Ce qui précède n'empêche nullement que les décisions reposant sur l'article 31 de la loi sur les faillites s'analysent, non pas au sein du tribunal lui-même, mais dans l'ordre externe, pour les parties impliquées dans la faillite, comme des actes juridictionnels devant présenter toutes les caractéristiques qu'une telle qualification impose. Ainsi, par exemple, le remplacement “se fait sans formalités significatives mais toujours par un jugement qui doit être (sommairement) motivé, comme l'impose l'article 780 du Code judiciaire. Si le remplacement n'est que temporaire, une simple ordonnance du président du tribunal suffit (art. 322 C. jud. et 35, al. 2 de la loi sur les faillites)” [15].

[1] Avocat Willkie Bruxelles. Professeur à l'Université Libre de Bruxelles et à l'Université Paris II - Panthéon Assas.
[2] T'Kint et Derijcke, La faillite, Rép. not., Larcier, 2006, p. 291, n° 372.
[3] T'Kint et Derijcke, La faillite, Rép. not., Larcier, 2006, p. 291, n° 372 in fine.
[4] Voy. aussi J.L.M.B. 2008, p. 1595 .
[5] Cass. 10 décembre 1925, Pas. 1925, I, 106; concl. procureur général Leclercq avant Cass. 9 février 1933, Pas. 1933, I, 112; Coppens et T'Kint, “Examen de jurisprudence.
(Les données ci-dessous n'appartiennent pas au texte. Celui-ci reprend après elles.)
PR #5592, opened 2022-08-22
Delete Page Rule redirect

kyouheicf:
Page Rule redirect will cause redirect loop because Page Rule URL is case-insensitive.


kodster28:
You can ignore the gitguardian check, btw

angelampcosta:
@kyouheicf Thank you for your contribution!

angelampcosta (approved):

Les faillites et les concordats”, R.C.J.B. 1974, pp. 379-380, n° 11, R.C.J.B. 1979, pp. 326-327, n° 19, R.C.J.B. 1984, pp. 457-458, n° 25.
[6] Pas. 1891, I, 10.
[7] Voy. notamment, Cass. 5 décembre 1997, Pas. 1997, I, 1355, avec les concl. de l'avocat Spreutels, J.T. 1998, p. 231 , R.C.J.B. 2000, p. 20, note Bosly, R.W. 1998-99, p. 817, note, T.R.V. 1998, p. 268, note J. Vananroye, R.D.C. 1998, p. 198; T'Kint et Derijcke, La faillite, Rép. not., Larcier, 2006, pp. 310-311, n° 421.
[8] T'Kint et Derijcke, La faillite, Rép. not., Larcier, 2006, p. 289, n° 366.
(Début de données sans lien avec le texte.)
PR #5612, opened 2022-08-23
fix(assign-pr): Add REVIEWERS, and add them for the product when a PR opened by non-PCX owners

soheiokamoto:
This adds `REVIEWERS` list, and add them for the product when a PR opened by non-PCX owners.

If a PR is opened by one of PCX owners, then it would still add all other PCX owners (up to 10), and would not add anyone from REVIEWERS.

PR #5625, opened 2022-08-24
fix(assign-pr): Add REVIEWERS based on product even when PCX owner opens a PR

soheiokamoto:
This adds REVIEWERS based on product even when PCX owner opens a PR.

[9] Colle, “Het statuut en de prerogatieven van de rechter-commissaris in het faillissement”, in Liber Amicorum Paul De Vroede, Kluwer, 1994, p. 277.
[10] T'Kint et Derijcke, La faillite, Rép. not., Larcier, 2006, p. 325, n° 452.
[11] Voy., d'une manière générale, sur les conditions de l'action: de Leval, Éléments de procédure civile, 2ème éd., Larcier, 2005, p. 15.
[12] de Leval, Éléments de procédure civile, 2ème éd., Larcier, 2005, p. 17.
[13] Verougstraete, Manuel de la faillite et du concordat, Kluwer, 2003, p. 277, n° 416; voy. également: Zenner, Dépistages, faillites et concordats, Larcier, p. 348, n° 478.
[14] Verougstraete, Manuel de la faillite et du concordat, Kluwer, 2003, p. 280, n° 422.
[15] Verougstraete, Manuel de la faillite et du concordat, Kluwer, 2003, p. 278, n° 418.